Posted by inhahe on 20:23:00 09-20-2003
Quote:
On 2002-04-02 19:56, seunosewa wrote:
Well, I'm not a computer science student, though perhaps I should be (I can sometimes be caught reading arcane .ps / .pdf files downloaded from citeseer.nj.nec.com [hint!] ).

Possible approaches:
(1) For each element in a , scan b to find if the element is contained in b
(very time-consuming).

(2) Sort b.

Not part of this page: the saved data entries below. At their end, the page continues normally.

PR #432, opened 2024-04-30
ECS

dzhou121:
This PR adds `VIEW_STORAGE` which stores all the `View`, `ViewState`, parent/child relationship between views, and `TaffyTree`.  The benefits: 

- No need for `ViewData` any more. `ViewData` was introduced so that it can store the initial `Style`, `EventListener` without go through the `UpdateMessages`. Now we have "direct" access to `ViewState` so this is not needed.
- Lots of other updates don't need to go through the `UpdateMessages` 
- `update_state` doesn't need to go through the view tree by id_path dispatch, since we have "direct" access to `View`
- The taffy layout of an view can be accessed anywhere without the need of `AppState`


jrmoulton:
For what I care about this looks great to me. Removes the boilerplate for view creation and no longer has duplicated locations for events/styles. 👍

dzhou121:
Some exciting updates. 

`IntoView` is re-purposed to no need for a view id, which means we can impl it for &str, (), etc. And it will work like a normal `View` so can directly apply `Decorators` on it. E.g. you can do 
```rust
(
    "some button",
   (    
        ().style(|s| s.width(100).height(20).background(Color::GRAY),
        "another button".style(|s| s.color(Color::RED)),
   )
).style(|s| s.flex_col())
```

jrmoulton:
I definite like Into view for stacks. I'm on the fence though whether we should implement it for the empty tuple and`&str`. 

I feel like `text`/`empty` make it significantly more clear what is going on. 

I'd be fine with it though / maybe would come to love it

dzhou121:
Added `impl IntoView` for `Box<dyn Fn() -> IntoView>` and `RwSignal<IntoView>`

For each element in a, use a "binary-search" algorithm to discover if that element is also contained in b.

(3) Sort both a and b and calculate the "intersection" of the two "sorted sets".

(4) There's a third method I'm currently
thinking of that will combine the searching and sorting... I'm not sure it will be much faster than method 2/3, but it effectively involves sorting a and b simultaneously.



(3) what trick does one use to find the intersection of two sorted sets?

(4) do you mean sort a and b into one list, with each number having an attribute that says what list it's from, and take note when two numbers are compared and found equal to eachother that aren't from the same list?
actually i guess the last part would be better checked in an iteration through the list after the sort. i can't figure out if this way could possibly be faster than sorting the second list and then searching it for each item in the first list.

speaking of searching, it would be very efficient if you approximate where that value should be in the list and start there, and search up or down depending on whether the number there is less than or greater than the number you're searching for (and stopping when it gets greater than/less than).

although he didn't say that the numbers would be evenly dispersed over the whole 0 to 2^32-1 range, so maybe you'd have to build an index of the positions of the first number greater than or equal to, say, every 65,536th number from 0 to 2^32-1 (so start at list2[index[num -->--> 16]])

and/or start at list2[x], then jump to list2[x+(lastx-x)/(list2[lastx]-list2[x]*(num-list2[x])], etc. until you find the match or where the number /would/ be. i guess the first lastx should be index[(num-->-->16)+1] or index[(num-->-->16)-1].

(2) how does a binary search algorithm work?